» **Work to be completed**
Report, from the records below, every line where the word "your" appears.

(Dataset entries)
********************

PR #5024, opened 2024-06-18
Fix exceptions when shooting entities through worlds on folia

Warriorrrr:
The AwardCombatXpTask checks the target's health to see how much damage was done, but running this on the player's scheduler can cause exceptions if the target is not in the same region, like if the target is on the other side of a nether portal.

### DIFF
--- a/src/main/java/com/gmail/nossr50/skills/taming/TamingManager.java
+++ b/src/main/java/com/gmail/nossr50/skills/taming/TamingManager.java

********************

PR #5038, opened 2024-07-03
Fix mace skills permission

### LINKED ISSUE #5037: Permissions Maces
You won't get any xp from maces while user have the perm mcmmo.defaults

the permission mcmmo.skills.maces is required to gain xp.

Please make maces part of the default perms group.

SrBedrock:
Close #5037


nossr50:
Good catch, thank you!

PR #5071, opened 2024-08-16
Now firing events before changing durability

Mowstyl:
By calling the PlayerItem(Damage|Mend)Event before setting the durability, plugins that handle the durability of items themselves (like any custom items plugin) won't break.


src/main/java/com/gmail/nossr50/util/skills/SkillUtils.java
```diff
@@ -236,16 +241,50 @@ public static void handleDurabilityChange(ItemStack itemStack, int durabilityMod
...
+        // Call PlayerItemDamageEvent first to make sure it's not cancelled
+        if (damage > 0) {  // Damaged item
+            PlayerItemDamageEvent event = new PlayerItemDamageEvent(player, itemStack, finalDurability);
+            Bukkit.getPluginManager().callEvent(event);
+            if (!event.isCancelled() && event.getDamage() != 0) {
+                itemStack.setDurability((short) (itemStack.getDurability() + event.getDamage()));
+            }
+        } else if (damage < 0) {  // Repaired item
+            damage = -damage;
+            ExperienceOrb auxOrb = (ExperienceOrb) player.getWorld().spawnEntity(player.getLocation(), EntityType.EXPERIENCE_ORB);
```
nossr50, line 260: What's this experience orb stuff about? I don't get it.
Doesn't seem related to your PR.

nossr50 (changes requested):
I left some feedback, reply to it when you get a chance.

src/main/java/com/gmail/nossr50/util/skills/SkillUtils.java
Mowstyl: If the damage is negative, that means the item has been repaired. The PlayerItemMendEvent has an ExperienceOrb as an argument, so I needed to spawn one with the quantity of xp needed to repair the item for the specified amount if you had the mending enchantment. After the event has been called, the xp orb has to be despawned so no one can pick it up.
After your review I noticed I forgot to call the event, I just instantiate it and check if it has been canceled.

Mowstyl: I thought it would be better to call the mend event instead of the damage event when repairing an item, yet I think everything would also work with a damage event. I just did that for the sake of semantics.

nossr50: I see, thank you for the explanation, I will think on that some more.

********************

» **Exercise result**
Doesn't seem related to your PR.
After your review I noticed I forgot to call the event, I just instantiate it and check if it has been canceled.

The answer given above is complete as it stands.